# I. Introduction
nternet of Things (IoT) is a new technology, which is rapidly gaining momentum in the smart city applications. This concept enables the ubiquitous presence around us of a variety of objects or things such as RFID tags, sensors, actuators, and cell phones. The rise of IoT has affected many areas of smart city applications, such as e-learning, e-health, transportation, waste management, etc. By 2020, more than 5 billion devices will be connected worldwide will become the pioneer to provide information accessible across the globe in milliseconds. Almost all smart city applications are running using the internet and they utilized the services to the cloud [1]. The IoT technology is upgrading day by day with the rapid implementation of a smart city [7]. Every smart city application requires the processing speed to process data and storage space to store the processed data for further use. The main challenge of the smart city [8,9] applications are to store the data and analysis it. Data is stored in a memory in the form of the graph. In many applications of graph mining, reduction plays an important role. No doubt, several techniques as total reduction, total reduction with edge weight, etc. are available to reduce the call graph but there are drawbacks in some cases while reducing call graph by these techniques, sometimes information of the program is lost or changed, loosing or changing of information affects the accuracy of program that is unacceptable.
# II. Call Graph
A call graph is a directed graph whose nodes represent the functions of the program and directed edges symbolize function calls [2,14]. Nodes can represent either one of the following two types of functions: 1. Local functions, implemented by the program designer. 2. External functions: system and library calls. Call graphs are formally defined as follows:
# Definition
A call graph is a directed graph G with vertex set V=V (G), representing the functions, and edge set E=E(G), where E(G) V(G)×V(G), in correspondence with the function calls.
# Types of Call Graph
The call graph can be classified as static and dynamic call graph.
A static call graph can be obtained from the source code. It represents all methods of a program as nodes and all possible method invocations as edges. Discovering the static call graph from the source text requires two steps: finding the source text for the program, and scanning and parsing that text [15,19].
ii.
A dynamic call graph is the invocation relation that represents a specific set of run-time executions of a program. Dynamic call graph extraction is a typical application of dynamic analysis to aid compiler optimization, program understanding, performance analysis etc [3,4].
# c) Call Graph Reduction
The call graph is representations of program executions [11]. Raw call graphs typically become much too large. The program might be executed for a long period. Therefore, it is essential to compress the graphs by a process called reduction. It is usually done by a Lossy compression technique [5]. This involves the trade-off between keeping as much information as possible and a strong compression. When call graph is being reduced it is essential that no function call is missed [16].

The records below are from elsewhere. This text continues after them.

PR #2653, opened 2021-04-01
raidemulator - Rework the way analyzed triggers are displayed

valarnin:
This PR reworks the way analyzed triggers are displayed in raidemulator to make it more obvious at a glance what various triggers do.

This PR also adds an additional checkbox to the trigger display to hide "collector" triggers, e.g. triggers that ran but produced no user-visible output.

Here's an example screenshot:

image

### DIFF
--- a/ui/raidboss/emulator/data/PopupTextAnalysis.js
+++ b/ui/raidboss/emulator/data/PopupTextAnalysis.js
@@ -167,7 +167,6 @@ export default class PopupTextAnalysis extends StubbedPopupText {
   _onTriggerInternalResponse(triggerHelper) {
     this.currentFunction = '_onTriggerInternalResponse';
     super._onTriggerInternalResponse(triggerHelper);
-    this.currentTriggerStatus.response = triggerHelper.response;
   }
 
   _onTriggerInternalAlarmText(triggerHelper) {
@@ -188,6 +187,11 @@ export default class PopupTextAnalysis extends StubbedPopupText {
   _onTriggerInternalTTS(triggerHelper) {
     this.currentFunction = '_onTriggerInternalTTS';
     super._onTriggerInternalTTS(triggerHelper);
+    if (triggerHelper.ttsText !== undefined &&
+      this.currentTriggerStatus.responseType === undefined) {
+      this.currentTriggerStatus.responseType = 'tts';
+      this.currentTriggerStatus.responseLabel = triggerHelper.ttsText;
+    }
   }
 
   _onTriggerInternalPlayAudio(triggerHelper) {
@@ -208,11 +212,28 @@ export default class PopupTextAnalysis extends StubbedPopupText {
   }
 
   _createTextFor(text, textType, lowerTextKey, duration) {
-    // No-op
+    // No-op for functionality, but store off this info for feedback
+    this.currentTriggerStatus.responseType = textType;
+    this.currentTriggerStatus.responseLabel = text;
   }
 
   _playAudioFile(url, volume) {
-    // No-op
+    // No-op for functionality, but store off this info for feedback
+
+    // If we already have text and this is a default alert sound, don't override that info
+    if (this.currentTriggerStatus.responseType) {
+      if (this.currentTriggerStatus.responseType === 'info' &&
+          url === this.options.InfoSound)
+        return;
+      if (this.currentTriggerStatus.responseType === 'alert' &&
+          url === this.options.AlertSound)
+        return;
+      if (this.currentTriggerStatus.responseType === 'alarm' &&
+          url === this.options.AlarmSound)
+        return;
+    }
+    this.currentTriggerStatus.responseType = 'audiofile';
+    this.currentTriggerStatus.responseLabel = url;
   }
 
   _scheduleRemoveText(container, e, delay) {
--- a/ui/raidboss/emulator/ui/EmulatedPartyInfo.js
+++ b/ui/raidboss/emulator/ui/EmulatedPartyInfo.js
@@ -10,7 +10,8 @@ export default class EmulatedPartyInfo extends EventBus {
     this.emulator = emulator;
     this.$partyInfo = document.querySelector('.partyInfoColumn .party');
     this.$triggerInfo = document.querySelector('.triggerInfoColumn');
-    this.$triggerHideCheckbox = document.querySelector('.triggerHideSkipped');
+    this.$triggerHideSkippedCheckbox = document.querySelector('.triggerHideSkipped');
+    this.$triggerHideCollectCheckbox = document.querySelector('.triggerHideCollector');
     this.$triggerBar = document.querySelector('.playerTriggers');
     this.triggerBars = [];
     this.latestDisplayedState = 0;
@@ -37,12 +38,17 @@ export default class EmulatedPartyInfo extends EventBus {
       this.latestDisplayedState = Math.max(this.latestDisplayedState, time);
     });
     this.updateTriggerState = () => {
-      if (this.$triggerHideCheckbox.checked)
+      if (this.$triggerHideSkippedCheckbox.checked)
         this.hideNonExecutedTriggers();
       else
         this.showNonExecutedTriggers();
+      if (this.$triggerHideCollectCheckbox.checked)
+        this.hideCollectorTriggers();
+      else
+        this.showCollectorTriggers();
     };
-    this.$triggerHideCheckbox.addEventListener('change', this.updateTriggerState);
+    this.$triggerHideSkippedCheckbox.addEventListener('change', this.updateTriggerState);
+    this.$triggerHideCollectCheckbox.addEventListener('change', this.updateTriggerState);
 
     this.$triggerItemTemplate = document.querySelector('template.triggerItem').content.firstElementChild;
     this.$playerInfoRowTemplate = document.querySelector('template.playerInfoRow').content.firstElementChild;
@@ -63,6 +69,19 @@ export default class EmulatedPartyInfo extends EventBus {
       n.classList.remove('d-none');
     });
   }
+
+  hideCollectorTriggers() {
+    this.$triggerInfo.querySelectorAll('.trigger-no-output').forEach((n) => {
+      n.classList.add('d-none');
+    });
+  }
+
+  showCollectorTriggers() {
+    this.$triggerInfo.querySelectorAll('.trigger-no-output').forEach((n) => {
+      n.classList.remove('d-none');
+    });
+  }
+
 
   /**
    * @param {RaidEmulator} emulator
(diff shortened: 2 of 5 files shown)


ui/raidboss/emulator/data/PopupTextAnalysis.js
```diff
@@ -208,11 +212,15 @@ export default class PopupTextAnalysis extends StubbedPopupText {
...
-    // No-op
+    // No-op for functionality, but store off this info for feedback
+    this.currentTriggerStatus.responseType = textType;
+    this.currentTriggerStatus.responseLabel = text;
   }
 
   _playAudioFile(url, volume) {
-    // No-op
+    // No-op for functionality, but store off this info for feedback
+    this.currentTriggerStatus.responseType = 'audiofile';
```
quisquous, line 222: From code inspection, I'm sort of surprised why this doesn't override the `_createTextFor` when there is the normal audio alert + text on screen.

quisquous (commented):
One CSS comment is that the mouseover highlight is a little tough to read:
image

Overall this looks SO good, though.  Thank you!  This will make the raid emulator a million times more useful for me.

ui/raidboss/emulator/ui/EmulatedPartyInfo.js
```diff
@@ -286,10 +344,37 @@ export default class EmulatedPartyInfo extends EventBus {
         false);
   }
 
-  _wrapCollapse(label, $obj, onclick) {
+  _wrapCollapse(time, name, icon, text, classes, $obj, onclick) {
```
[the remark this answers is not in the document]
valarnin: I'm not sure how that would improve readability where the function is called, since the object would have to be constructed there anyways? I guess I'm just not seeing the benefit here since it's only called from three locations.

Maybe it would make more sense to make this a helper class that could chain function calls instead, such that calls became:
```js
let wrapped = 
    new WrapCollapse($initDataViewer)
    .setTime('00:00')
    .setName('Initial Data')
    .setClasses('data')
    .setCallback(() => {
      $initDataViewer.textContent = JSON.stringify(per.initialData, null, 2);
    }))
    .get();
```

ui/raidboss/emulator/ui/EmulatedPartyInfo.js
```diff
@@ -219,31 +238,40 @@ export default class EmulatedPartyInfo extends EventBus {
...
+          [per.triggers[i].status.responseType],
+          $triggerDataViewer, () => {
+            $triggerDataViewer.textContent = JSON.stringify(per.triggers[i], null, 2);
+          });
       if (per.triggers[i].status.executed)
         $trigger.classList.add('trigger-executed');
       else
         $trigger.classList.add('trigger-not-executed');
 
+      if (triggerText === undefined || triggerText === null)
```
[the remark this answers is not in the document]
valarnin: This is a case of defensive programming due to raidemulator being in JS still. I can drop the check against undefined in this case but I think there are some edge cases where `PopupText`'s `valueOrFunction` can return `undefined`, or at least I recall running into a few cases where that happened with my own custom triggers.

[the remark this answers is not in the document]
quisquous: Oh yes, `valueOrFunction` can return undefined.  I think it will return any type but object or function.  But it all goes through `getTriggerLabelText`, so my thought was that function can fix anything up to be string or null, rather than making everything else deal with that.

ui/raidboss/emulator/data/PopupTextAnalysis.js
valarnin: I'm not sure I understand this comment?

`_createTextFor` is overridden right above this to handle info/alert/alarm but checking for if there's an audio file queued to play requires access to the `triggerHelper` which isn't available in that function.

ui/raidboss/emulator/ui/EmulatedPartyInfo.js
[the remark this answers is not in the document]
quisquous: Oh, the readability is just from sheer number of parameters, especially with multiple duplicate nulls.  I meant more:

```javascript
    $container.append(this._wrapCollapse({
        time: '00:00',
        name: 'Initial Data',
        icon: null, // optional??
        text: null,
        classes: ['data'],
        callback: $initDataViewer, () => {
          $initDataViewer.textContent = JSON.stringify(per.initialData, null, 2);
        },
    }));
```

It sounds like you disagree about readability though?

ui/raidboss/emulator/data/PopupTextAnalysis.js
quisquous: Sorry, this was just a drive-by "trying to understand the code without doing much debugging".

I guess my confusion was that even for an `alertText`, a sound file gets played via `_playAudioFile`, and so what prevents `this.currentTriggerStatus.responseType = 'audiofile';` from clobbering the value set in `this.currentTriggerStatus.responseType = textType;` from `_createTextFor`, as `_playAudioFile` runs after `_createTextFor`.

valarnin: Currently, nothing. There doesn't seem to be a good way to display both audio and text info within the confines of the button lines. I guess the icon could be the audio file icon, the border color could go to blue to indicate, but it could keep the text displayed?

Functionally this would be just removing the `this.currentTriggerStatus.responseLabel = url;` assignment.

quisquous: Sorry, maybe I'm only creating more confusion about my confusion.  What I'm trying to ask is, why does an `infoText` end up with `responseType === 'info'` and not `responseType === 'audiofile'` since `infoText` also plays a sound.  Your code appears to do what it should (the former) but I don't see from reading this why it's not doing the latter.

Sorry for the weird question, I was hoping you could clean up whatever misconception I was having so I didn't have to go do a bunch of debugging to understand why things work.

valarnin: Looks like this was a side-effect of https://github.com/quisquous/cactbot/commit/e0c67d03e98361ebb75400a3c128b987bbf351ae, `audioAllowed` was changed to `AudioAllowed` but not updated in `raidemulator.js` to reflect that change.

The `Options` global in `raidemulator.js` should probably be updated to just import from `raidboss_options.js`.

That will result in the expected behavior here (e.g. everything plays an audio alert so it all gets overwritten by the audio alert display), see screenshot below.

I think that in this case it doesn't really make sense to show the audio alert for default audio alerts? Functionally, in `_playAudioFile` check that the url matches the global `Options` entries and if so then don't overwrite the text display?

In addition, it probably doesn't make sense to overwrite the text for audio alerts, maybe it should just overwrite icon/color but leave the text the same (if there's text) since the audio file played can be pulled from details if needed.

image

quisquous: Aha!  Thank you for figuring it out.  Definitely agreed that text and icon should not take precedence if it is the default.  I think the previous behavior was good.

I'm not sure what the best way to do this functionally is.  I think somebody could write a trigger that plays the alert sound manually for a trigger but nothing else, so I'm a little bit skeptical of url checking.

Maybe `triggerHelper` needs to change the field it sets from `soundUrl` to `implicitSoundUrl` (or default? or auto? or some word?) and then you can figure out at the time of playing a sound whether or not the sound url is explicit or implicit.  You could have some `_playImplicitAudioFile` that the emulator could override to nothing?

ui/raidboss/emulator/ui/EmulatedPartyInfo.js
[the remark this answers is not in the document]
valarnin: Switched to object for latest commit.

ui/raidboss/emulator/ui/EmulatedPartyInfo.js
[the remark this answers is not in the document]
valarnin: Switched over to defaulting to undefined since it makes handling the object-as-parameter of wrapCollapse a bit more clean. Cleaned this up otherwise.

ui/raidboss/emulator/data/PopupTextAnalysis.js
valarnin: Review the latest commit's logic in `PopupTextAnalysis.js`'s `_playAudioFile` function. Also swapped the `raidemulator.js` `Options` property to pull from `raidboss_options.js`.

valarnin:
Hover opacity updated so it's more legible:

image

ui/raidboss/emulator/ui/EmulatedPartyInfo.js
```diff
@@ -286,19 +347,54 @@ export default class EmulatedPartyInfo extends EventBus {
...
   }
 
-  _wrapCollapse(label, $obj, onclick) {
+  _wrapCollapse(params = {
+    time: undefined,
+    name: undefined,
+    icon: undefined,
+    text: undefined,
+    classes: undefined,
+    $obj,
```
quisquous, line 356:
```suggestion
    $obj: undefined,
```

I am a little surprised that eslint `'object-shorthand': ['error', 'consistent'],` did not complain about this, but I think it should be consistent.

valarnin: That parameter is required which is why I didn't default it to undefined. I'm not sure how I would otherwise indicate as such without being able to use typescript.

ui/raidboss/emulator/ui/EmulatedPartyInfo.js
```diff
@@ -286,19 +347,54 @@ export default class EmulatedPartyInfo extends EventBus {
...
+    onclick: undefined,
+  }) {
```
quisquous, line 358:
```suggestion
  _wrapCollapse(params = {
    // all parameters are optional except for $obj
    time: undefined,
    name: undefined,
    icon: undefined,
    text: undefined,
    classes: undefined,
    $obj: undefined, // required
    onclick: undefined,
  }) {
```

I think this is just documentation and the values and keys here are not used in practice.  So, maybe the answer is just more documentation?  I'm not sure I understood the nuance that $obj was required by initializing it with shorthand until you explained it to me.

valarnin: Hmm, given that it's the only 100% required parameter, maybe it should be a separate function argument, e.g.:
```js
  _wrapCollapse($obj, params = {
    // All params properties are optional
    time: undefined,
    name: undefined,
    icon: undefined,
    text: undefined,
    classes: undefined,
    onclick: undefined,
  }) {
```

valarnin: Whichever of these two options makes more sense to you, I'll switch to.

quisquous: I think I'd say just put it all in params with a comment, but I only weakly prefer that.  As you say, with typescript this is all kind of moot, and so mostly I just want something that's a little bit more readable and will remind me (or you) in the future of what these parameters mean when it becomes typescript.

valarnin: How's this?
image

quisquous: Even better, but I still would prefer it to say `${obj}: undefined` for shorthand consistency.

quisquous:
Thanks!!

The specifications of all the functions/methods must be clear. It is also noticeable that no information is lost when the label is changed [6]. Call frequency must be clearly specified. Two approaches are center of the focus to reduce the call graph 1. Total Reduction 2. Zero-one-many reduction In total reduction, a node represents every function. A direct edge is connected with the corresponding nodes when one function has called another function. Total reduction technique shortens the size of the source call graph. In this technique, every method occurs just once within the graph. The major shortcoming of this technique is that it changes the structure of the graph. On the other side, much information about the program execution is lost, e.g., frequencies of the execution of methods and information on different structural patterns within the graphs. So it is very difficult to retrieve the required information from this reduced graph [17,18].
The other approach is Zero-one-many reduction which covers the drawback of Total Reduction as it does not change the structure but the reduction is not properly done. The improper reduction increases its complexity and it is difficult to find frequent substructure from the graph. The reduced graph can provide near information about call frequency but exact information is not known.
# III. Problem Statement
Smart city applications generated the very high amount of data every millisecond, which required a very high amount of storage space [10]. Various existing techniques reduce the size of data but the originality and quality of data may also suffer. Surely, the size of data is reduced but the complete information of that data is also changed [13]. Researchers have proposed a number of techniques to reduce the graph but most of the techniques suffer from one or more shortcomings. Majority of techniques are not able to store the graph with all information in computer memory [12]. So, some new techniques or algorithms are needed to store the information of the graph in computer memory and reduce the graph in such a manner that its information is not lost and the graph is easily mined. Major objectives of this paper are:
? To find an efficient method to store the graph in computer memory with information about all the nodes and its parents.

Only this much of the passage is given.